**The problem:**
Lines that contain the string "delete" are the ones to list; copy all of them from the records.

**Listed entries:**

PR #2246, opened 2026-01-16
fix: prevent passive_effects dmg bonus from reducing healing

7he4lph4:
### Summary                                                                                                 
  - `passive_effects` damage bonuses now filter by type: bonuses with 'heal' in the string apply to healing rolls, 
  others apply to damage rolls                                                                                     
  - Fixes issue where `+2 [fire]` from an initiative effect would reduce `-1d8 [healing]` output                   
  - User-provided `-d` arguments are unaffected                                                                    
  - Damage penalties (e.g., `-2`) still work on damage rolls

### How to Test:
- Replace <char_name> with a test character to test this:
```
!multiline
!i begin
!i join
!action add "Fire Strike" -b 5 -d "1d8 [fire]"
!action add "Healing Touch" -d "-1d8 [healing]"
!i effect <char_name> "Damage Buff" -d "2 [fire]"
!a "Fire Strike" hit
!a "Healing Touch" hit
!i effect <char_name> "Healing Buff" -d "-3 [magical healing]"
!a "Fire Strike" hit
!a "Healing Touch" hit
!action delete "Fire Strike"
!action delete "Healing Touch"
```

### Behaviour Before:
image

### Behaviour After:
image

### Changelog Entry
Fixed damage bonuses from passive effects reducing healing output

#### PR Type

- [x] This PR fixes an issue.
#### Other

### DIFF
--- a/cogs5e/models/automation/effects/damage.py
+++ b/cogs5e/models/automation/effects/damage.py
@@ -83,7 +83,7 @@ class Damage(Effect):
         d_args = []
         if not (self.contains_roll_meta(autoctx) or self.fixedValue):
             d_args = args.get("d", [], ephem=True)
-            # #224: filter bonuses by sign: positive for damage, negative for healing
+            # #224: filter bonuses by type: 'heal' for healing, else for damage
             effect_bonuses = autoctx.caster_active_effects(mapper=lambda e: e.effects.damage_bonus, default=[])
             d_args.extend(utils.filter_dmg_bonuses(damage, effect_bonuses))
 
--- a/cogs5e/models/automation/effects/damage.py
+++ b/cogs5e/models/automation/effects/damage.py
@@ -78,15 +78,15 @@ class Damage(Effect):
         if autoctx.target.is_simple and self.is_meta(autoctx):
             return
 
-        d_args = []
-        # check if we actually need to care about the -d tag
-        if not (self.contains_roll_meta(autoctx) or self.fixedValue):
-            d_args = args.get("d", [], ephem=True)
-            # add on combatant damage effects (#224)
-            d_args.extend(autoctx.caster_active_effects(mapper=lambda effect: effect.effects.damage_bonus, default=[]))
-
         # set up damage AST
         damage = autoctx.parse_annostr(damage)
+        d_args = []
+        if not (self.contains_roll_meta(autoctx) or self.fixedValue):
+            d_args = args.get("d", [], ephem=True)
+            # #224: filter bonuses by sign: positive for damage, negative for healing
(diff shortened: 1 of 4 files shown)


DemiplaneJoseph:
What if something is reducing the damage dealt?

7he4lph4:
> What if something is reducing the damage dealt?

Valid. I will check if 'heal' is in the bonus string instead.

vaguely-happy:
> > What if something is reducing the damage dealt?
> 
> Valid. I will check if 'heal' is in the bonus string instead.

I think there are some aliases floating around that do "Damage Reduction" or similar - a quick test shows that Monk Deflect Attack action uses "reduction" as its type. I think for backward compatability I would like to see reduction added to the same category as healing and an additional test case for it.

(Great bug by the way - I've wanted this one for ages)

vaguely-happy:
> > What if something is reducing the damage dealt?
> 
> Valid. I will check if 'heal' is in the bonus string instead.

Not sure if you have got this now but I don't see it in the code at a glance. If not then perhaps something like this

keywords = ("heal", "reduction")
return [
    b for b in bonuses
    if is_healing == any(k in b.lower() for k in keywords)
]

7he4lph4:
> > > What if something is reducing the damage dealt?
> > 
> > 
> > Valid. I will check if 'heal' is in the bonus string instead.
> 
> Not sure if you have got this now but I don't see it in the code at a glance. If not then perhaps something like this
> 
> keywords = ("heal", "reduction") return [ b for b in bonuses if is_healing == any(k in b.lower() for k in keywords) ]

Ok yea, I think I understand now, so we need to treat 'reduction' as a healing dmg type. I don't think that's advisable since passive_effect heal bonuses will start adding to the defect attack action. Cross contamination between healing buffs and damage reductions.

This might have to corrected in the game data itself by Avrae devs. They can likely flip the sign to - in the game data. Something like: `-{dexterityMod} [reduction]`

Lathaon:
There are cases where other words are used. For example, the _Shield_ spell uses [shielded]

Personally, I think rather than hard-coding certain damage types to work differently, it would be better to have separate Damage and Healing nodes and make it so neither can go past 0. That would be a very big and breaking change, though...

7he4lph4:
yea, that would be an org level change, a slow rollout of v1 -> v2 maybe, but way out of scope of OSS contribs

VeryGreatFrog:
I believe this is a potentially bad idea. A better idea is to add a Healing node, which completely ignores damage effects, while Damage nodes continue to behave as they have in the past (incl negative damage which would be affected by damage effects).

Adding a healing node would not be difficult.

**Completed exercise:**
!action delete "Fire Strike"
!action delete "Healing Touch"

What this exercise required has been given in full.